Он демонстративно свернул разговор на другое, не желая говорить о своих заботах. Возможно, для моего же блага он не хотел меня ни во что посвящать. Чего не знаешь, о том не проговоришься.
Я признался, что мне показалось, будто они с Махмудом все от меня утаили, а сердар Авдага, напугавший меня до смерти, открыл мне глаза. Потому я и хожу за ним вот уже три дня.
Не было меня в городе, сказал он. За шерстью ездил и Шехагу искал. Снова исчез. Как-то на рассвете ускакал, и никто не знает, где он. Ханум обезумела от страха, ночи напролет не спит, ждет мужа. Несчастная, то терзается из-за сына, то дрожит из-за мужа. Да и он беспокоится, снег, ночи холодные, а Шехага во хмелю совсем разум теряет (потому и пьет), всякое может случиться. Осман уже давно начеку, Шехага вдруг потребовал у него отчет и список всех должников, хотя они все счета подбили два месяца назад, а потом послал за Моллой Ибрагимом, видно завещание менял.
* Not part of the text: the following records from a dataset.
Issue #1085, opened 2019-07-23
Add public method to determine if CognitoUser is signed in with valid session in Android SDK


spencerelliott:
**Which AWS Services is the feature request for?**
Android Cognito User Pools SDK

**Is your feature request related to a problem? Please describe.**
It is not feasible to use `AWSMobileClient` for my current project, so I am not able to use the workaround provided in #260. I need to be able to see if a user has signed in and has valid credentials for my logic.

**Describe the solution you'd like**
Either make `CognitoUser.getCachedSession` public, or provide a `CognitoUser.isSignedIn` method similar to the iOS Cognito Identity Provider SDK.

gpanshu:
AWSMobileClient is now deprecated in V2 of Amplify. I would recommend that you move to Amplify V2 SDK for Android and use Amplify.Auth.SignIn and fetchAuthSession to determine the current session.

PR #1087, opened 2019-07-24
Make getCachedSession public

desokroshan:
*Issue #, if available:*
https://github.com/aws-amplify/aws-sdk-android/issues/1085

*Description of changes:*

### DIFF
--- a/aws-android-sdk-cognitoidentityprovider/src/main/java/com/amazonaws/mobileconnectors/cognitoidentityprovider/CognitoUser.java
+++ b/aws-android-sdk-cognitoidentityprovider/src/main/java/com/amazonaws/mobileconnectors/cognitoidentityprovider/CognitoUser.java
@@ -925,7 +925,7 @@ public class CognitoUser {
      * @return Valid, cached tokens {@link CognitoUserSession}. {@code null}
      *         otherwise.
      */
-    protected CognitoUserSession getCachedSession() {
+    public CognitoUserSession getCachedSession() {
         synchronized (GET_CACHED_SESSION_LOCK) {
             if (userId == null) {
                 throw new CognitoNotAuthorizedException("User-ID is null");


evstep:
hi there! why this small change delayed for so long?
@kvasukib @desokroshan

androidsudo:
hi there! why this small change delayed for so long?
@desokroshan @kvasukib

kvasukib:
@androidsudo What's your use-case for using this method from your app?

androidsudo:
@kvasukib i developing few app which will use one shared account. For it i'm developing special app which is in charge to handle all authentication stuff as advised by google [here](https://developer.android.com/training/id-auth/custom_auth#DistributeService).
in this app i'm implement [AbstractAccountAuthenticator](https://developer.android.com/reference/android/accounts/AbstractAccountAuthenticator.html) which is have getAuthToken method, that's why it's convinient to have such method `public`.
 Otherwise will have there either some countdown latches for `public void getSession(final AuthenticationHandler callback) `  but i'm will prefer just can call `public CognitoUserSession getCachedSession()`
I hope you understand my point!

androidsudo:
@kvasukib  is there any chance that this PR will be merged?

bryannevega:
Still open in 2020?

aws-android-sdk-cognitoidentityprovider/src/main/java/com/amazonaws/mobileconnectors/cognitoidentityprovider/CognitoUser.java
```diff
@@ -925,7 +925,7 @@ public Runnable respondToMfaChallenge(final String mfaCode,
      * @return Valid, cached tokens {@link CognitoUserSession}. {@code null}
      *         otherwise.
      */
-    protected CognitoUserSession getCachedSession() {
+    public CognitoUserSession getCachedSession() {
```
jamesonwilliams, line 928: @androidsudo @bryannevega - How are you planning to consume this?
```
public boolean isSignedIn() {
    try {
        getCachedSession();
        return true;
    } catch (AmazonClientException sessionAcessFailure) {
        return false;
    }
}
```
Something like that? Would it be more useful to you if this method were cooked into the `CognitoUser`, so you didn't have to introduce it to your consuming code base(s)?

jamesonwilliams:
@bryannevega @androidsudo 

> Still open in 2020?

Sorry for the outrageous response time on this one. Definitely a :pensive: or even a :disappointed: emoji kinda situation, here.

Потому Осман и смотрел за ним в оба, ровно сторож, а тот возьми и сбеги, чуть только он заснул.
— Что же ты теперь будешь делать?
— Ничего. Ждать.
А неспокоен он еще и вот почему. За день до того, как Шехага пропал, к нему заходил Джемал Зафрания и просил помочь им с кадием. Кадий должен был стать муфтием, а Зафрания — судьей. Но тут выкрали Рамиза, и ненавистники всю вину за это возлагают на них и постараются им помешать. Хорошо бы Шехага, которого они очень почитают, замолвил за них словечко перед вали, тот послушался бы его. И кадий и Зафрания были бы ему благодарны до гроба и сумели бы ответить на добро добром. Куда они метили, на что намекали, Осман понятия не имеет, только Шехага разъярился и встретил Зафранию в штыки, что на него совсем не похоже — не любит он без нужды обижать людей. Так и сказал Зафрании, мол, просишь о помощи, а на самом деле хочешь, чтоб он, Шехага, не становился поперек дороги. Зачем лгать друг другу? Не станет он им помогать, все сделает, что в его силах, чтоб помешать их возвышению, потому что они не заслуживают и того места, на котором сидят, куда же им еще выше лезть? Пусть сидят и не рыпаются — люди честнее и умнее их ходят без дела или смотрят на них со страхом. И пусть думают, что делают, потому что жалуются на них люди, а слезы бедняков даром не проходят. За что он должен им помогать? Чем они заслужили его помощь?